Situada entre los ríos Ulla y Sar, Padrón es una villa gallega donde la historia, la cultura y la gastronomía forman parte del día a día. Con una fuerte vinculación al origen del Camino de Santiago y una identidad marcada por su patrimonio literario y natural, este municipio coruñés ofrece al visitante una experiencia completa, tranquila y cercana, en la que cada rincón guarda una historia.

Hablar de Padrón es hablar del origen del Camino de Santiago. Está catalogado como Pueblo Mágico de España, por ahora el único de la provincia de A Coruña en recibir esta distinción. La tradición sitúa aquí la llegada de la barca que transportaba el cuerpo del apóstol Santiago, amarrada a un ara romana conocida como el pedrón, elemento que dio nombre a la localidad.
La villa se desarrolló como un importante punto de paso y de encuentro para viajeros. Su trazado urbano todavía conserva la esencia medieval, con calles estrechas y plazas pequeñas que invitan a recorrer el centro histórico a pie. Ese carácter de lugar de tránsito y acogida sigue presente hoy, reforzando su identidad como enclave vinculado a la tradición jacobea.
Otro espacio profundamente ligado a la figura del apóstol es el santuario de Santiaguiño do Monte, al que se puede acceder a pie, subiendo 132 escaleras en unos 15 minutos. Cada 25 de julio se celebra allí una romería popular que reúne a vecinos y visitantes, manteniendo viva una tradición que se remonta a siglos atrás.

Una villa marcada por la cultura y la literatura
Padrón también es un lugar fundamental para la historia cultural de Galicia. Aquí nacieron dos figuras clave de la literatura española: Rosalía de Castro y Camilo José Cela. Sus nombres siguen muy presentes en la vida del municipio y forman parte de su identidad colectiva.

La Casa Museo de Rosalía de Castro permite conocer el entorno en el que vivió la escritora durante sus últimos años. El visitante puede recorrer las estancias de la vivienda y acercarse a su obra y a su vida cotidiana. En Iria Flavia, muy cerca de Padrón, se encuentra la Fundación Camilo José Cela, que conserva manuscritos, libros y objetos personales del autor, además de organizar actividades culturales relacionadas con su legado.
Este patrimonio literario convierte a la localidad en un destino atractivo para quienes buscan un turismo cultural, pausado y con contenido histórico.

Naturaleza y espacios para disfrutar sin prisa
El entorno natural es otro de los grandes valores de Padrón. Uno de los lugares más representativos es el Jardín Botánico Artístico, considerado uno de los más antiguos de Galicia. Este espacio combina el interés científico con el paseo tranquilo y el ocio al aire libre.
Entre sus elementos más destacados se encuentran árboles singulares como la secuoya roja de gran altura o la Palmera del Senegal, muy conocida por su uso tradicional en celebraciones religiosas.
El jardín es también un punto de encuentro social y cultural para los vecinos y un espacio agradable para quienes visitan la villa.
Más allá del núcleo urbano, el río Ulla ofrece numerosas posibilidades para el turismo activo. Actividades como el senderismo, el kayak o las rutas por la naturaleza permiten disfrutar del paisaje y descubrir el entorno desde otra perspectiva.
Estas propuestas se han convertido en una opción habitual para familias y visitantes que buscan combinar cultura y ocio.

Sabores que definen un territorio
La gastronomía es uno de los rasgos más reconocibles de Padrón. El producto más famoso son los pimientos de Herbón, conocidos popularmente como pimientos de Padrón.
Su origen se sitúa en el convento franciscano de Herbón, donde comenzaron a cultivarse hace más de tres siglos. Hoy cuentan con Denominación de Origen Protegida y se han convertido en un símbolo de la cocina gallega.
Su característica más conocida es imprevisible: algunos pican y otros no.
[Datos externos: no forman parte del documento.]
PR #667, opened 2024-03-15
feat: export simulation geometry to CAD models (STEP)

wdconinc:
This PR exports the geometry to STEP files for CAD import and dimensioning. There are no real settings to tweak, but to increase the level at which volumes are exported, hints can be added to the yaml file. Detectors can also be removed (currently only the ACTS subassemblies are removed since they don't do anything).

There are 'issues' that need to be addressed, but they have to be addressed in npsim:
- units are off (npdet_to_step use the cm value from TGeo and writes them as inch values in STEP) https://github.com/eic/npsim/issues/20,
- some shapes cannot be exported; not sure yet which ones and it makes more sense to bypass them in npsim https://github.com/eic/npsim/issues/21.

- [ ] Bug fix (issue #__)
- [x] New feature (issue #__)
- [ ] Documentation update
- [ ] Other: __

No.

No.


wdconinc:
This now works "well enough" for merging: imported y-up and created a back view with left view section drawing.
image
(source: https://cad.onshape.com/documents/9fb38cc05081c441e152b5e1/w/441fcb286b98a55b7de89480/e/fe210e22e03730344768d9d6?renderMode=0&uiState=65f905d605a2a05c1bde1005, which is import of artifact at https://github.com/eic/epic/actions/runs/8336052681)

As I wrote, caveats:
- cm/mm confusion: the STEP file needs scaling by factor 10,
- barrel hcal is bypassed due lack of support for TGeoTessellated,
- too complicated for freecad? fails to load...
- requires "fast" geometry, don't attempt on local full geometry with fibers and all.

wdconinc:
Now with the tracking detectors (except not yet MPGDOuterBarrel), and as a sliced section view:
image

wdconinc:
Now with MPGD properly resolved:
image

.github/workflows/linux-eic-shell.yml
```diff
@@ -249,6 +249,42 @@ jobs:
         path: "*.root"
         if-no-files-found: error
 
+  convert-to-step:
+    runs-on: ubuntu-latest
+    needs:
+      - build
+    strategy:
+      matrix:
+        detector_config: [epic_craterlake_no_bhcal]
```
veprbl, line 258: I think, it would be worthwhile to generate subsets of detectors to see which ones cause issues when loading with FOSS tools like FreeCAD
```suggestion
        detector_config: [epic_craterlake_no_bhcal, epic_craterlake_tracking_only, epic_dirc_only, epic_drich_only, epic_imaging_only, epic_ip6, epic_lfhcal_with_insert]
```

wdconinc: That was the original idea (and implementation). However, this causes poor scaling since each export (even of a subset of detectors) requires the entire geometry to be converted to OCCT internal representation, which is the time-consuming part and the part where failures to convert are apparent. Once it is in OCCT internal representation it always succeeds in converting to STEP (even if not a closed solid as in the case of rmin=0 cylinders), so not much is gained anymore in exporting only part of the geometry. In fact, something is lost since subsets are exported as parts and assemblies with their own origin that is not the interaction point origin, so it's not so useful.

What we can do is export all (or at least more of) the configurations. The export of fast geometries is fast enough to allow this. In many cases (all cases with the central beam line) we would maintain the origin at the interaction point.

veprbl: Sure, I understand, you can toggle the unwanted parts in a more powerful software. If we want to pursue compatibility with FOSS software, it'd be helpful to be able to have those extra configurations available from CI. I'm not sure why the origin would be correct exported only from `epic.xml`, but not from `epic_somesingledetector_only.xml`, how does it even know.

wdconinc: Side question, but did you have trouble loading the step file in freecad? It's produced by OCCT and freecad uses OCCT and I had no issues loading with freecad.

wdconinc: As for origin, subassemblies in CAD are saved in their own coordinate system. The only subassemblies that have a coordinate system that agrees with the world coordinate system are this where we import a whole set of subsystems that includes the beam pipe. Exporting the EcalEndcapN from epic_craterlake puts it in the coordinate system of the ecal. Exporting the entire hypothetical epic_craterlake_ecal_endcap_n_only.xml would end up in the correct coordinate system.

wdconinc: I was going to go with
```yaml
    strategy:
      matrix: ${{ fromJson(needs.list-detector-configs.outputs.configs) }}
```
but that will fail because of the bhcal. So we'd have to amend the explicit list we have now, by hand, with only those configurations that don't have the bhcal.

veprbl: > Side question, but did you have trouble loading the step file in freecad? It's produced by OCCT and freecad uses OCCT and I had no issues loading with freecad.

It was taking 60+ GB of memory on a laptop with 16 Gb RAM. macOS performs quite well under memory pressure, but I didn't have enough patience to let it load.

wdconinc: Did you disable the fibers? This uses the ’fast' geometry because it is otherwise too large and doesn't load anywhere.

wdconinc:
This now exports also things like `epic_drich_only.stp`, but the drawback is that you don't get good info on where the interaction point is in these CAD models. This imports in FreeCAD for those who prefer that for CAD (I can't see how FreeCAD can be told to import models with Y as pointing up, instead of having Z as pointing up, so my rotations are off).
epic_drich_only

veprbl (approved):

PR #669, opened 2024-03-17
fix: tell dd4hep_configure_output which install prefix to use

wdconinc:
This PR prevents [dd4hep_configure_output](https://github.com/AIDASoft/DD4hep/blob/e52af7f770ec3e51460d832428f2cca214678e2a/cmake/DD4hepBuild.cmake#L328-L331) from overriding the `CMAKE_INSTALL_PREFIX` that we just set in case the user doesn't define it.

- [x] Bug fix (issue: setup.sh has path that does not match with actual install location)
- [ ] New feature (issue #__)
- [ ] Documentation update
- [ ] Other: __

No.

Yes. The default install prefix (if not specified) will change from `${CMAKE_SOURCE_DIR}` to `${CMAKE_SOURCE_DIR}/prefix`.

### DIFF
--- a/CMakeLists.txt
+++ b/CMakeLists.txt
@@ -46,7 +46,7 @@ find_package(fmt REQUIRED)
 #-----------------------------------------------------------------------------------
 set(a_lib_name ${PROJECT_NAME})
 
-dd4hep_configure_output()
+dd4hep_configure_output(INSTALL ${CMAKE_INSTALL_PREFIX}))
 dd4hep_set_compiler_flags()
 
 file(GLOB sources CONFIGURE_DEPENDS src/*.cpp)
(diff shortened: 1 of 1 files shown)


CMakeLists.txt
```diff
@@ -46,7 +46,7 @@ find_package(fmt REQUIRED)
 #-----------------------------------------------------------------------------------
 set(a_lib_name ${PROJECT_NAME})
 
-dd4hep_configure_output()
+dd4hep_configure_output(INSTALL ${CMAKE_INSTALL_PREFIX}))
```
wdconinc, line 49:
```suggestion
dd4hep_configure_output(INSTALL ${CMAKE_INSTALL_PREFIX})
```

veprbl (approved):
Looks like we want this. I've checked in DD4hep, looks like there is no extra version requirement to use the `INSTALL` argument.

wdconinc:
We might have to announce this since I think we may get questions about where the detector geometry gets installed (or worse we will have people use what used to get installed in the source directory and assume it's reflecting the updated geometry).

Issue #54, opened 2022-08-12
Jinja2 expansion xml files should go to CMAKE_CURRENT_BINARY_DIR


wdconinc:
**Is your feature request related to a problem? Please describe.**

Esta particularidad ha contribuido a su fama y a su presencia en celebraciones gastronómicas y eventos locales.
Junto a los pimientos, la lamprea del río Ulla ocupa un lugar destacado en la tradición culinaria.
Cada año se organizan jornadas gastronómicas dedicadas a este producto, que atraen a numerosos visitantes y refuerzan la importancia de la cocina como parte esencial de la identidad del municipio.
Un destino que combina historia y vida cotidiana
Padrón es, en definitiva, una villa donde la historia no se conserva solo en los monumentos, sino también en las tradiciones y en la vida diaria. Su tamaño manejable, su riqueza cultural y su entorno natural la convierten en un destino accesible y completo.
Quien visita Padrón encuentra un lugar tranquilo, con raíces profundas y una identidad muy definida, capaz de ofrecer tanto patrimonio como experiencias sencillas ligadas al territorio.